Com esse intuito, em trabalho recente ("A condição de estabilidade da relação passivo externo líquido ampliado/PIB: cálculo do requisito de aumento das exportações no Brasil"), procuramos quantificar qual teria de ser o aumento das exportações, em dólares correntes, de modo que, no prazo de dez anos, a relação passivo externo líquido/PIB possa se estabilizar.
O numerador dessa fração é a contrapartida do financiamento dos antigos déficits em conta corrente do país, isto é, a soma da dívida externa líquida com o estoque líquido de capital estrangeiro investido no país, incluindo porta-fólio e descontando os investimentos brasileiros no exterior.
Aquela relação não pode aumentar indefinidamente, pois, nesse caso, os investidores externos desconfiariam que estaria se repetindo o processo de "bola de neve" de endividamento dos anos 70, cujo final todos conhecemos e nossos credores não gostariam de repetir.
Ao mesmo tempo, é desejável que a estabilização do coeficiente não se dê em níveis tão elevados que venham a estar associados a uma despesa de juros e lucros e dividendos extremamente onerosa.
Por outro lado, o passivo externo líquido, que era de 24% do PIB em 1995, subiu a 26% em 1996 e deverá ser de 29% do PIB neste ano. Dados os déficits em conta corrente esperados para os próximos anos -superiores a 4% do PIB-, não é realista imaginar que possa se estabilizar em níveis próximos aos atuais.
Portanto, levando em conta esse raciocínio, para efeitos de simulação, adotaram-se dois níveis de referência para esse parâmetro, de 40% e 50% do PIB.
O prazo de dez anos decorre do fato de que, para que o passivo externo se estabilize nos níveis previstos, o déficit em conta corrente teria de cair para valores da ordem de 2% a 3% do PIB, o que dificilmente ocorrerá a curto e mesmo médio prazo. Adicionalmente, considerou-se uma inflação externa de 1% ao ano; foi suposto um custo do passivo externo de 7% e adotou-se a hipótese de que as importações mantenham a proporção do PIB prevista para 1997.
Os resultados, para um crescimento do PIB de 4% a 5%, aparecem na tabela, que mostra que a taxa de crescimento das exportações nos próximos dez anos terá de ser da ordem de 9% a 10% ao ano. Por definição, um maior custo do passivo, um aumento da penetração das importações e/ou a necessidade de a relação passivo externo/PIB se estabilizar mais rapidamente implicariam a necessidade de as exportações crescerem a taxas ainda mais elevadas.

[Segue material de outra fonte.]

PR #355, opened 2021-12-21
Documentation updates for Windows and building FIPS

andrewhop:
### Description of changes: 
* The Windows CI readme was out of date and would not be able to build or use our Docker containers.
* Add a safety check to our FIPS build to reduce confusion. Without the check the build fails with a delocate parse error.

### Call-outs:
We already don't support a FIPS static build, this check just helps users understand the issue.

### Testing:
Not passing in the required flag fails with:
```
CMake Error at CMakeLists.txt:501 (message):
  Building AWS-LC for FIPS only supports the shared build, you must pass in
  '-DBUILD_SHARED_LIBS=TRUE'
```

### DIFF
--- a/CMakeLists.txt
+++ b/CMakeLists.txt
@@ -497,6 +497,10 @@ if(FIPS AND (NOT GO_EXECUTABLE OR NOT PERL_EXECUTABLE))
   message(FATAL_ERROR "Building AWS-LC for FIPS requires Go and Perl")
 endif()
 
+if(FIPS AND NOT BUILD_SHARED_LIBS)
+  message(FATAL_ERROR "Building AWS-LC for FIPS only supports the shared build, you must pass in '-DBUILD_SHARED_LIBS=TRUE'")
+endif()
+
 if(FIPS)
   add_definitions(-DBORINGSSL_FIPS)
   if(FIPS_BREAK_TEST)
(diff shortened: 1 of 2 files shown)


CMakeLists.txt
```diff
@@ -497,6 +497,10 @@ if(FIPS AND (NOT GO_EXECUTABLE OR NOT PERL_EXECUTABLE))
   message(FATAL_ERROR "Building AWS-LC for FIPS requires Go and Perl")
 endif()
 
+if(FIPS AND NOT BUILD_SHARED_LIBS)
+  message(FATAL_ERROR "Building AWS-LC for FIPS only supports the shared build, you must pass in '-DBUILD_SHARED_LIBS=TRUE'")
+endif()
```
bryce-shang, line 502: * FIPS shared build will be support soon, right? e.g. Android.
* Do we plan to just make this diff to `fips-2021-10-20` branch?

andrewhop: * Yes we need to add FIPS static support back soon. When we get to doing that work it will be very obvious we need to remove this change because there will be no way to test that change with this in place.
* I was not planning on moving this to the `fips-2021-10-20` branch. For that people should be following the build instructions in our security policy. I was treating this change as a nice to have sanity test for developers developing on `main`.

bryce-shang (approved):

darylmartin100 (approved):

Cabe registrar que, desde que existem estatísticas de balanços de pagamentos similares às atuais, nos últimos 70 anos o Brasil registrou taxas de crescimento das exportações superiores a esse nível em apenas duas décadas: na de 40 e, mais recentemente, nos anos 70 -só no biênio 1972/73, o aumento acumulado das exportações foi de 113%!
Nesse último caso, o crescimento se deveu tanto ao ativismo exportador da época como à combinação de alta dos preços das commodities e elevada inflação externa, situação que não se espera que se repita.
A conclusão é que a continuidade dos esforços oficiais para definir uma política pró-exportadora terá de ser uma das principais prioridades -se não a principal delas- do próximo governo, independentemente de quem for o presidente.
Para isso, a identificação de obras de infra-estrutura que facilitem as exportações e constem de um "Brasil em Ação 2", a manutenção da desvalorização cambial acima da inflação, o aumento do financiamento do BNDES às exportações e o apoio à reestruturação e modernização das empresas terão de ser parte obrigatória do cardápio de medidas a serem adotadas. Na roda da história, como há 30 anos, mais uma vez, "exportar é o que importa".